Dynamic Spectrum Mixer for Visual Recognition
This addresses the problem of improving adaptability and local feature capture in visual recognition models for tasks like image classification and segmentation, representing an incremental advancement over existing MLP and transformer methods.
The paper tackles the limitations of MLP-based vision backbones, which use static weights and struggle with high-frequency local information, by proposing the Dynamic Spectrum Mixer (DSM) to adaptively process token interactions in the frequency domain, achieving results like 83.8% top-1 accuracy on ImageNet and 49.9% mIoU on ADE20K.

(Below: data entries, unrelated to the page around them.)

PR #17, opened 2023-01-05
more usecases

buenaflor:
Contains usecases for:

-  entry+list of which seeds the user has (for better selection of plants), including amount and expire dates (higher recommendation of using the seed if it expires soon)
-  searching of maps via keywords (including public maps of other users)
-  creation/deletion of map (deletion with undo for a month)
-  timeline: scroll bar (granularity month) and date field to change the time that is currently visible on the map
-  label layer

### DIFF
--- a/doc/usecases/entry_list_seeds.md
+++ b/doc/usecases/entry_list_seeds.md
@@ -5,7 +5,7 @@
 - **Scope:** Seed Management
 - **Level:** User Goal
 - **Actors:** App User
-- **Brief:** The user can manage their seeds by adding, viewing, and deleting them in the app.
+- **Brief:** The users can manage their seeds by adding, viewing, and deleting them in the app.
 - **Status:** Draft
 
 ## Scenarios
@@ -15,12 +15,11 @@
 - **Main success scenario:**
   The user is able to add new seeds to their list by specifying the name, amount, and expiration date. 
   They can also view and delete seeds from their list. 
-  The app will also likely recommend using seeds that are about to expire.
 - **Alternative scenario:**
-  The user accidentally deletes a seed from their list and uses the seed entry to reinsert it.
+  The user accidentally deletes a seed from their list and uses the seed insert feature to correct it.
 - **Error scenario:**
   There is an error when the user attempts to add a seed to their list, such as an invalid expiration date or a seed with the same name already existing. 
-  In this case, the app displays an error message to the user.
+  In this case, the app validates while the user is typing and shows a validation error.
 - **Postcondition:**
   The user's seed list is updated with the added, deleted, or restored seeds.
 - **Non-functional Constraints:**
--- a/doc/usecases/entry_list_seeds.md
+++ b/doc/usecases/entry_list_seeds.md
@@ -1,0 +1,26 @@
+# Use Case: Entry and list of seeds
+
+## Summary
+
+- **Scope:** Seed Management
+- **Level:** User Goal
+- **Actors:** App User
+- **Brief:** The user can manage their seeds by adding, viewing, and deleting them in the app.
+- **Status:** Draft
+
+## Scenarios
+
+- **Precondition:**
+  The user has opened the seed management feature in the app.
+- **Main success scenario:**
+  The user is able to add new seeds to their list by specifying the name, amount, and expiration date. 
+  They can also view and delete seeds from their list. 
+  The app will also likely recommend using seeds that are about to expire.
+- **Alternative scenario:**
+  The user accidentally deletes a seed from their list and uses the seed entry to reinsert it.
+- **Error scenario:**
+  There is an error when the user attempts to add a seed to their list, such as an invalid expiration date or a seed with the same name already existing. 
+  In this case, the app displays an error message to the user.
+- **Postcondition:**
+  The user's seed list is updated with the added, deleted, or restored seeds.
+- **Non-functional Constraints:**
--- a/doc/usecases/label_layer.md
+++ b/doc/usecases/label_layer.md
@@ -18,7 +18,7 @@
 - **Alternative scenario:**
   The user accidentally adds a label in the wrong location and uses the app's undo function to correct the mistake
 - **Error scenario:**
-  The user tries to add a label with more than 2000 characters, and the app displays an error message indicating the maximum character limit.
+  The user tries to add a label with more than 2000 characters and the app prevents it by stopping any further insertions into the label field.
 - **Postcondition:**
   The user's map includes labels as desired.
 - **Non-functional Constraints:**
--- a/doc/usecases/label_layer.md
+++ b/doc/usecases/label_layer.md
@@ -20,5 +20,5 @@
 - **Error scenario:**
   The user tries to add a label with more characters than the maximum allowed, and the app displays an error message indicating the maximum character limit.
 - **Postcondition:**
-  The user's landscape plan includes labels as desired.
+  The user's map includes labels as desired.
 - **Non-functional Constraints:**
--- a/doc/usecases/label_layer.md
+++ b/doc/usecases/label_layer.md
@@ -1,0 +1,24 @@
+# Use Case: Label Layer
+
+## Summary
+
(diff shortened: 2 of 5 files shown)


doc/usecases/entry_list_seeds.md
```diff
@@ -0,0 +1,26 @@
+# Use Case: Entry and list of seeds
+
+## Summary
+
+- **Scope:** Seed Management
+- **Level:** User Goal
+- **Actors:** App User
+- **Brief:** The user can manage their seeds by adding, viewing, and deleting them in the app.
```
markus2330, line 8:
```suggestion
- **Brief:** The users can manage their seeds by adding, viewing, and deleting them in the app.
```

doc/usecases/entry_list_seeds.md
```diff
@@ -0,0 +1,26 @@
...
+- **Status:** Draft
+
+## Scenarios
+
+- **Precondition:**
+  The user has opened the seed management feature in the app.
+- **Main success scenario:**
+  The user is able to add new seeds to their list by specifying the name, amount, and expiration date. 
+  They can also view and delete seeds from their list. 
+  The app will also likely recommend using seeds that are about to expire.
```
markus2330, line 18: This is to be added in the Planting use case, not here.

doc/usecases/entry_list_seeds.md
```diff
@@ -0,0 +1,26 @@
...
+- **Alternative scenario:**
+  The user accidentally deletes a seed from their list and uses the seed entry to reinsert it.
```
markus2330, line 20: Please clarify "seed entry".

doc/usecases/entry_list_seeds.md
```diff
@@ -0,0 +1,26 @@
...
+- **Error scenario:**
+  There is an error when the user attempts to add a seed to their list, such as an invalid expiration date or a seed with the same name already existing. 
+  In this case, the app displays an error message to the user.
```
markus2330, line 23: Ideally we also have validation while typing, directly in the text fields.

doc/usecases/label_layer.md
```diff
@@ -0,0 +1,24 @@
+# Use Case: Label Layer
```
markus2330, line 1:
```suggestion
# Use Case: Labels Layer
```

doc/usecases/label_layer.md
```diff
@@ -0,0 +1,24 @@
...
+
+## Summary
+
+- **Scope:** Label Layer
```
markus2330, line 5:
```suggestion
- **Scope:** Labels Layer
```

doc/usecases/label_layer.md
```diff
@@ -0,0 +1,24 @@
...
+- **Level:** User Goal
+- **Actors:** App User
+- **Brief:** The user can add labels to their map to identify different elements or areas
```
markus2330, line 8:
```suggestion
- **Brief:** The user adds labels to their map to identify different elements or areas
```

doc/usecases/label_layer.md
```diff
@@ -0,0 +1,24 @@
...
+- **Status:** Draft
+
+## Scenarios
+
+- **Precondition:**
+  The user has opened the app and selected the label layer.
```
markus2330, line 14:
```suggestion
  The user has opened the app and selected the labels layer.
```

Recently, MLP-based vision backbones have achieved promising performance in several visual recognition tasks. However, the existing MLP-based methods directly aggregate tokens with static weights, leaving the adaptability to different images untouched. Moreover, Recent research demonstrates that MLP-Transformer is great at creating long-range dependencies but ineffective at catching high frequencies that primarily transmit local information, which prevents it from applying to the downstream dense prediction tasks, such as semantic segmentation. To address these challenges, we propose a content-adaptive yet computationally efficient structure, dubbed Dynamic Spectrum Mixer (DSM). The DSM represents token interactions in the frequency domain by employing the Discrete Cosine Transform, which can learn long-term spatial dependencies with log-linear complexity. Furthermore, a dynamic spectrum weight generation layer is proposed as the spectrum bands selector, which could emphasize the informative frequency bands while diminishing others. To this end, the technique can efficiently learn detailed features from visual input that contains both high- and low-frequency information. Extensive experiments show that DSM is a powerful and adaptable backbone for a range of visual recognition tasks. Particularly, DSM outperforms previous transformer-based and MLP-based models, on image classification, object detection, and semantic segmentation tasks, such as 83.8 \% top-1 accuracy on ImageNet, and 49.9 \% mIoU on ADE20K.